Maleni Carrillo-Gomez (California State University, Fresno), Marianne L. Jackson (California State University, Fresno), SHAYLEE EDE (California State University, Fresno)

Alzheimer's disease is the most common form of dementia. It accounts for 60% to 80% of all dementia cases. Over 80% of dementia sufferers exhibit at least one or more troublesome behaviors. Individuals are frequently medicated to manage such behavioral problems or agitation. These medications often come with severe side effects and risks of mortality that may make their use contraindicated and often do not address the need served by behavioral problems. Initial research suggests that functional assessment methodology may be viable for assessing problem behavior, leading to nonpharmacological treatment and more effective function-based intervention with this population. Additionally, many problem behaviors only occur in the presence of caregivers and staff. Therefore, the current study aimed to extend the Trial-Based Functional Analysis (TBFA) procedures to challenging behaviors in older adults with Alzheimer’s disease or other dementias. Caregivers were trained to implement the TBFA procedures and received in situ feedback as needed. The results suggest that caregiver training in TBFA procedures was effective and demonstrated behavioral functions for the challenging behavior of all four participants.
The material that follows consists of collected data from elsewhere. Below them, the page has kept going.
PR #1220, opened 2017-02-07
Update doc for download-progress event support

heldr:
Just a note why electron-updater `download-progress` event is not supported on Mac yet.


heldr:
Nice! Thanks! 🍵 

When possible, could you please `yarn run update-wiki`?

develar:
Yes, as part of releasing 13.1.2 (s3 publisher should be documented). Thanks for fixing docs.

Issue #3091, opened 2018-07-09
Blockmap Comparision Fails for AWS S3


developeryashraj:
* **Version**: 20.19.2

* **Target**: Windows

I found that when we use S3 as a provider then it fails to compare and check blockmap files [at this place](https://github.com/electron-userland/electron-builder/blob/v20.19.2/packages/electron-updater/src/NsisUpdater.ts#L152). This is the log of `fileInfo`, `newBlockMapUrl` and `oldBlockMapUrl` Object.

**Fileinfo :-**
```
{
  url: URL{
    href: 'https://AWS_S3_HOST//bucket-yashraj/electron%20Setup%2011.0.3.exe',
    origin: 'https://AWS_S3_HOST',
    protocol: 'https:',
    username: '',
    password: '',
    host: 'AWS_S3_HOST',
    hostname: 'AWS_S3_HOST',
    port: '',
    pathname: '//bucket-yashraj/electron%20Setup%2011.0.3.exe',
    search: '',
    searchParams: URLSearchParams{
      
    },
    hash: ''
  },
  info: {
    url: 'electron Setup 11.0.3.exe',
    sha512: 'k3seJ1BoSsaxAxODNJqhf7xUh6vfQUflvU+qu0mXXiuBFb8gpvt0oDS2rJm6gP+4lEilw6Gt8bt7BbimXftVNQ==',
    size: 52021199
  }
}
```
**newBlockMapUrl :-**
```
{
  url: URL{
    href: 'https://bucket-yashraj/electron%20Setup%2011.0.3.exe',
    origin: 'https://bucket-yashraj',
    protocol: 'https:',
    username: '',
    password: '',
    host: 'bucket-yashraj',
    hostname: 'bucket-yashraj',
    port: '',
    pathname: '/electron%20Setup%2011.0.3.exe',
    search: '',
    searchParams: URLSearchParams{
      
    },
    hash: ''
  }
}
```
**oldBlockMapUrl :-**
```
{
  url: URL{
    href: 'https://bucket-yashraj/electron%20Setup%2011.0.3.exe',
    origin: 'https://bucket-yashraj',
    protocol: 'https:',
    username: '',
    password: '',
    host: 'bucket-yashraj',
    hostname: 'bucket-yashraj',
    port: '',
    pathname: '/electron%20Setup%2011.0.3.exe',
    search: '',
    searchParams: URLSearchParams{
      
    },
    hash: ''
  }
}
```
[...]

PR #3092, opened 2018-07-09
Solve issue with blockmap comparision for amazon S3

developeryashraj:
* Solve issue #3091


develar:
Cannot be merged as is because you have found a critical issue and all affected places must be revisited. Thanks a lot for spotting, I will check and add missed tests today evening CET.

Issue #2921, opened 2018-05-17
Web installer forces application to open before hits the last screen


mastergberry:
* **Version**: 19.53.6

* **Target**: nsis-web

I cannot find a mistake in our nsh file we use for our electron-builder project. When upgrading our application using nsis-web it seems to force open the application after the installation/patching is done before they can even get to the last screen to choose whether they want to run it or not.

Seems like a mistake with the --force-run stuff.

```
"nsis": {
      "oneClick": false,
      "perMachine": true,
      "allowElevation": true,
      "allowToChangeInstallationDirectory": true,
      "runAfterFinish": false,
      "unicode": true,
      "differentialPackage": true
    },
```

Relevant nsis information is above.

develar:
Should be fixed now.

PR #3093, opened 2018-07-09
fix(nsis): respect --force-run when RUN_AFTER_FINISH is false

wojtkowiak:
This is a follow up for:

https://github.com/electron-userland/electron-builder/issues/2951
https://github.com/electron-userland/electron-builder/pull/2974

```
oneClick: true,
runAfterFinish: false
```
My configuration is now working as expected but the auto update is not starting the app after the update.
Please take a look at it but it should now be ok for all cases.

### DIFF
--- a/packages/electron-builder-lib/templates/nsis/installSection.nsh
+++ b/packages/electron-builder-lib/templates/nsis/installSection.nsh
@@ -85,7 +85,10 @@ ${endIf}
 !ifdef ONE_CLICK
   !ifdef RUN_AFTER_FINISH
     ${ifNot} ${Silent}
-    ${orIf} ${isForceRun}
+      !insertmacro doStartApp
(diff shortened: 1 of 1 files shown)


develar:
Hmm... You want to build one-click installer that doesn't start app on finish, but electron-updater behaviour must be independent and allows you to start app if you pass corresponding flag....

Good catch. Makes sense. One correction — if `RUN_AFTER_FINISH` defined, we still need to respect `isForceRun` even if `silent`.

wojtkowiak:
Thanks!

> if RUN_AFTER_FINISH defined, we still need to respect isForceRun even if silent

Right, I've misinterpreted that conditional.

mastergberry:
Is this related to #2921 also?

develar:
Yes.

Issue #1488, opened 2017-04-21
Incorrect comparison of version numbers (electron-updater)


mikecao:
* **Version**: 
electron-builder 17.01
electron-updater 1.14.0

* **Target**: 
Windows x64

I pushed out a version with the number `1.0.0-beta.2`. When checking for updates with my local version `1.0.0-beta.3`, it says a an update is available even though `1.0.0-beta.3` should be newer than `1.0.0-beta.2`. If I change the version to simply `1.0.0`, then it correctly says there is no update available.

PR #3111, opened 2018-07-12
feat(updater): add vertical upgrading for channels

vincentbriglia:
Hi, 

in one of the projects I'm working on I have to adhere to gitflow for our git branching model, we have enhanced it with gitversion to automatically tag our releases with a semver that makes sense across branches. 

from the following example graphs, take note that I only build electron apps from develop branches (alpha channel), master branches (latest channel), hotfix and release branches (beta channel) as per 
http://gitversion.readthedocs.io/en/latest/git-branching-strategies/gitflow-examples/

the current alpha/beta/latest setup doesn't allow for switching between release channels in such a way that it always takes the latest from that channel.

the option `generateUpdatesFilesForAllChannels` set to `true` doesn't work for us for the following reason: I release `alpha` versions far more frequently than beta releases and in turn I release `beta` versions far more frequently than `latest` ones, setting `generateUpdatesFilesForAllChannels` to true would result in a tiny window where my `alpha` channel and `beta` channel have a non-alpha and a non-beta release assigned to it. 

I want to avoid this

I tried a combination of `allowPrerelease` and `allowDowngrade` and made sure to understand the codebase before making this change. 

I added a flag as a non-breaking change in the `AppUpdater` class: `alwaysDownloadLatestForChannel` that would allow downgrading or upgrading to a newer or older version on a particular channel. 

the use case is that currently I cannot switch between a `latest` 2.0.0 and a beta `2.0.0-beta.123` if I wanted to switch back to the `beta` channel and update to that version. I am aware that this sounds somewhat strange, but for QA this is a must have. In the current setup what has to be done is the following: 

I am on `latest` 2.0.0, I have an `alpha` 3.0.0-alpha.34 and a `beta` 2.0.0-beta.23. When `allowDowngrade` and `allowPrerelease` are set I can `upgrade` from 2.0.0 to 3.0.0-alpha.34 but I can not `downgrade` to 2.0.0-beta.23. Only after upgrading to 3.0.0-alpha.34 can i downgrade to 2.0.0-beta.23 and then back to 2.0.0. 

adding the `alwaysDownloadLatestForChannel` option just ensures that when I switch to a channel, I download the version stated in that channel, unless if it's the version I am currently on.

### DIFF
--- a/.gitignore
+++ b/.gitignore
@@ -36,3 +36,5 @@ electron-builder-*.d.ts
 /scripts/renderer/out/
 
 __publish.sh
+
+.vscode
--- a/packages/electron-updater/src/AppUpdater.ts
+++ b/packages/electron-updater/src/AppUpdater.ts
@@ -49,6 +49,13 @@ export abstract class AppUpdater extends EventEmitter {
   allowDowngrade: boolean = false
 
   /**
+   * Whether to always allow downgrading or upgrading for a channel (0.2.0 >
+   * 0.3.0-alpha.234 > 0.2.1-beta.22 > 0.2.0)
+   * @default false
+   */
+  alwaysDownloadLatestForChannel: boolean = false
+
+  /**
    * The current application version.
    */
   readonly currentVersion: string
@@ -317,7 +324,17 @@ export abstract class AppUpdater extends EventEmitter {
     }
 
     const isStagingMatch = await this.isStagingMatch(updateInfo)
-    if (!isStagingMatch || ((this.allowDowngrade && !hasPrereleaseComponents(latestVersion)) ? isVersionsEqual(latestVersion, this.currentVersion) : !isVersionGreaterThan(latestVersion, this.currentVersion))) {
+    const isSameVersion = isVersionsEqual(latestVersion, this.currentVersion)
+    const isLatestVersionNewer = isVersionGreaterThan(latestVersion, this.currentVersion)
+
+    const disallowDowngrade =
+      this.allowDowngrade && !hasPrereleaseComponents(latestVersion)
+        ? isSameVersion
+        : !isLatestVersionNewer
+
+    const forceUpdate = !isSameVersion && this.alwaysDownloadLatestForChannel
+
+    if (!isStagingMatch || (!forceUpdate && disallowDowngrade)) {
       this.updateAvailable = false
       this._logger.info(`Update for version ${this.currentVersion} is not available (latest version: ${updateInfo.version}, downgrade is ${this.allowDowngrade ? "allowed" : "disallowed"}).`)
       this.emit("update-not-available", updateInfo)


.vscode/settings.json
```diff
@@ -0,0 +1,7 @@
+{
+  // not all of us have IntelliJ IDEA
+  "editor.formatOnSave": false,
```
develar: Yes, but sorry, I doubt that this file will be merged :)

vincentbriglia: you ok if I add it to .gitignore ? I use vscode but don't want to mess up the formatting standards you have (semicolons, etc )

vincentbriglia: I removed the file from the pull request, but added a line in .gitignore

develar:
Do you mean that you sometimes downgrade version specified in a channel file? You publish beta channel with `2.0.0` but for some reasons decided to revert it to `2.0.0-beta.23`?

develar:
Boo... `hasPrereleaseComponents` prevents `allowDowngrade` to suit your needs. Interesting, why, we have this restriction :)

develar:
You don't use `generateUpdatesFilesForAllChannels` because "would result in a tiny window where my alpha channel and beta channel have a non-alpha and a non-beta release assigned to it"

And you don't like this "window" because in this case your QA team can get unwanted (unnecessary) update from `2.0.0-beta.123` to `2.0.0`. This update is unnecessary because you will release 2.0.1-beta.1` soon.

Ok, I will check why we have `hasPrereleaseComponents` and if will be a strong reasons to keep current behaviour, suggested option will be added (goal: reduce number of options :)).

vincentbriglia:
correct! thanks

develar:
This restriction is added by https://github.com/electron-userland/electron-builder/issues/1488

develar:
And now I see that that fix was strange — it is clearly stated that if you want to revert bad version, you **must** publish a new version — "you must increment the version number higher than your broken release"

develar:
> develop branch is always ahead (if master / latest is version 1.6.0, then develop is 1.7.0-alpha.numberofcommits) and beta releases are only used to harden a release before it goes out, so the latest beta at this point would be 1.6.0-beta.numberofcommits, if 1.7.0 is still in development and not branched off to get ready for release

In short: latest beta is always equals to published release. Published release is nothing more that "beta version is good enough, promote it as release (latest in terms of electron-builder channels)"

develar:
So, `allowDowngrade` behaviour will be changed — downgrade will be never allowed for the same channel (channel inferred from version pre-release component). So, `hasPrereleaseComponents` check will be removed and original issue will be solved.

> I am on latest 2.0.0, I have an alpha 3.0.0-alpha.34 and a beta 2.0.0-beta.23. 

As result, if you are on `2.0.0` and channel `latest`, but channel switched to `2.0.0-beta.23`, app version will be downgraded to `2.0.0-beta.23`.

@vincentbriglia Sorry, but for me still not really clear why you want to update to `2.0.0-beta.23` if current version `2.0.0` To be really sure that beta version works? To be really sure that you test beta version? But why and for what if 2.0.0 is already released? Or because you want to downgrade from your dev `3.0.0-alpha.34`?

Ok, ok, cleared up, I read again:

>  am on latest 2.0.0, I have an alpha 3.0.0-alpha.34 and a beta 2.0.0-beta.23. When allowDowngrade and allowPrerelease are set **I can upgrade from 2.0.0 to 3.0.0-alpha.34** *but* **I can not downgrade to 2.0.0-beta.23**. Only after upgrading to 3.0.0-alpha.34 can i downgrade to 2.0.0-beta.23 and then back to 2.0.0.

---

Ok, now all is clear :)

develar:
Although maybe `allowDowngrade` by default logically should be `true` and by our conditions we require and explicitly state that you **must** ""you must increment the version number higher than your broken release".", it cannot be `true` by default because behaviour can lead to unsafe result — old version can be not compatible with your current (db or app configuration). So, to the sake of safety, default value is a little bit "silly".

PS. Ouch, I see that you are from LEGO :) 50% of my room occupied by 2 LEGO trains, railways and railway infrastructure :)

develar:
electron-updater 3.0.0 is released as pre-release (tagged as `next` on npm). Please try and thanks a lot for PR.

vincentbriglia:
I will try it as soon as I have access to my laptop. Thanks for your support through the weekend. I hope you enjoy the trains, are they perhaps the new ones? That remote is great fun.

develar:
> are they perhaps the new ones

Yes, my daughter and me enjoys it. Hooray, new trains!

vincentbriglia:
works like a charm 👍 I will keep contributing as much as possible!

PR #3198, opened 2018-08-01
electron-updater

Zendo93:
If the user uses custom nsis script from the scratch and he want's to avoid differential update when he is putting "differentialPackage": false into package.json under 
"build" : {
           "nsis" : {
               "differentialPackage": false
             }
}


develar:
In your custom NSIS script please use 

```
CopyFiles /SILENT "$EXEPATH" "$APPDATA\YOUR_APP_NAME\__installer.exe"
```

where `YOUR_APP_NAME` is app name that used as app data file name.

Issue #3254, opened 2018-08-18
--mac regression in 20.28.0 adding root folder to zip file


lutzroeder:
* **Version**: 20.28.0
* **Target**:  macOS

`npx electron-builder --mac` started producing zip files which contain `mac/Foo.app` instead of `Foo.app` in the root folder. 

Looks like this this started happening after updating from `20.27.1` to `20.28.0` and breaks `brew cask`. See Homebrew/homebrew-cask#50985.

@develar, efb40dabc608f9787e6ef9420e0fe71cfa97acf7 seems to be the only change in that release -- can you have a look?

PR #3277, opened 2018-08-26
Fix --mac ZIP root folder regression (#3254)

lutzroeder:
efb40da regressed `--mac` builds by adding a root folder to ZIP archives.


develar:
Thanks a lot.

PR #3371, opened 2018-10-08
Added electron 3(Node 10) support to nisis updater

### LINKED ISSUE #3367: EACCES when using quitAndInstall electron 3
* **Version**: 
  - Builder: 20.28.4
  - Updater: 3.1.2

* **Target**: 
Windows

```
C:\Users\tiguerin\AppData\Roaming\BatchExplorer\__update__\BatchExplorer Setup 0.18.3-stable.99.exe EACCES
        at Process.ChildProcess._handle.onexit (internal/child_process.js:229:19)
        at onErrorNT (internal/child_process.js:406:16)
```

I believe the issue is that the `spawn` command doesn't actually throw an error that is catchable here https://github.com/electron-userland/electron-builder/blob/master/packages/electron-updater/src/NsisUpdater.ts#L115

After testing locally I think the `try catch` needs to be changed to `on("error"` might have been a change to node 10 vs 8

This mock code for example works fine when using `.on("error"`
```ts
const { spawn } = require("child_process");

const installerPath = "C:\\Users\\tiguerin\\AppData\\Roaming\\BatchExplorer\\__update__\\BatchExplorer Setup 0.18.3-stable.99.exe";
const args = [];
const spawnOptions = {
    detached: true,
    stdio: "ignore",
};

const elevatePath = "C:\\Program Files\\BatchExplorer\\resources\\elevate.exe";

spawn(installerPath, args, spawnOptions).on("error", (e) => {
    // yes, such errors dispatched not as error event
    // https://github.com/electron-userland/electron-builder/issues/1129
    if ((e).code === "UNKNOWN" || (e).code === "EACCES") { // Node 8 sends errors: https://nodejs.org/dist/latest-v8.x/docs/api/errors.html#errors_common_system_errors
        console.log("Access denied or UNKNOWN error code on spawn, will be executed again using elevate")

        try {
            spawn(elevatePath, [installerPath].concat(args), spawnOptions).unref()
        } catch (e) {
            console.error("Elevate failed too", e);
        }
    } else {
        console.error("Error here", e);
    }
})
```

timotheeguerin:
fix #3367 

Looks like that in node 10 (Electron 3 use node 10) `spawn` is not throwing errors when the process fail to execute. This means the updater doesn't catch the `EACCES` error emitted when installer need admin permissions.

The fix will try to catch error both from node 8 and node 10 by listening to the error event for node 10 and using try catch for node 8. This should keep support for electron 2 while enabling electron 3.

### DIFF
--- a/packages/electron-updater/src/AppImageUpdater.ts
+++ b/packages/electron-updater/src/AppImageUpdater.ts
@@ -74,7 +74,7 @@ export class AppImageUpdater extends BaseUpdater {
     })
   }
 
-  protected doInstall(installerPath: string, isSilent: boolean, isRunAfter: boolean): boolean {
+  protected async doInstall(installerPath: string, isSilent: boolean, isRunAfter: boolean): Promise<boolean> {
     const appImageFile = process.env.APPIMAGE!!
     if (appImageFile == null) {
       throw newError("APPIMAGE env is not defined", "ERR_UPDATER_OLD_FILE_NOT_FOUND")
--- a/packages/electron-updater/src/BaseUpdater.ts
+++ b/packages/electron-updater/src/BaseUpdater.ts
@@ -33,7 +33,7 @@ export abstract class BaseUpdater extends AppUpdater {
     })
   }
 
-  protected abstract doInstall(installerPath: string, isSilent: boolean, isRunAfter: boolean): boolean
+  protected abstract doInstall(installerPath: string, isSilent: boolean, isRunAfter: boolean): Promise<boolean>
 
   protected async install(isSilent: boolean, isRunAfter: boolean): Promise<boolean> {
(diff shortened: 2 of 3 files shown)


dscalzi:
@develar 🙏

AhadCove:
This is a crucial PR. All updates are failing atm with the new Electron

dscalzi:
Yea this is really a show-stopper bug. Entire module not working with electron 3.

develar:
@timotheeguerin Thanks a lot. Sorry for delay. 

electron-updater 3.1.3 released. It is `next` release, please try it.

timotheeguerin:
Looks to work great! Thanks.

AhadCove:
Whooo, thank you all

This study adds to the small but growing body of evidence supporting the use of functional analysis technology with adults with dementia, specifically Alzheimer’s disease.

Respecting Dissent and Seeking Assent in Behavioral Gerontology: The Application of a Decision-Making Model
AMY WHITTEN SHAW (Western Michigan University), Jonathan C. Baker (Western Michigan University)
Abstract: Behavioral gerontologists may work with individuals with neurocognitive disorder (NCD) who may or may not be able to provide informed consent. As such, capacity assessments may be relevant. When participants in research or clients receiving treatment do not have the capacity for informed consent proxy decision makers provide consent and assent must be also be sought. Recent articles highlighted the need for behavior analysts to seek assent for research (Morris et al., 2021) and explored researchers’ comfort and current practices (Jasperse et al., 2023). While assent is recognized as affirmative agreement, participants and clients may also express dissent. Of informed consent, assent, and dissent, dissent is the least discussed and reported on measure. This talk explores current issues in the field of behavioral gerontology through the framework of a decision-making model that was originally published by Black et al. (2010) in the field of geriatric psychiatry. The model assesses for both dissent and assent separately. The authors use of this decision-making model while conducting research on manding will be discussed. Participants in the study were older adults with NCD living in a memory care unit. Data will encompass assent and dissent to sessions, session completion, and session termination.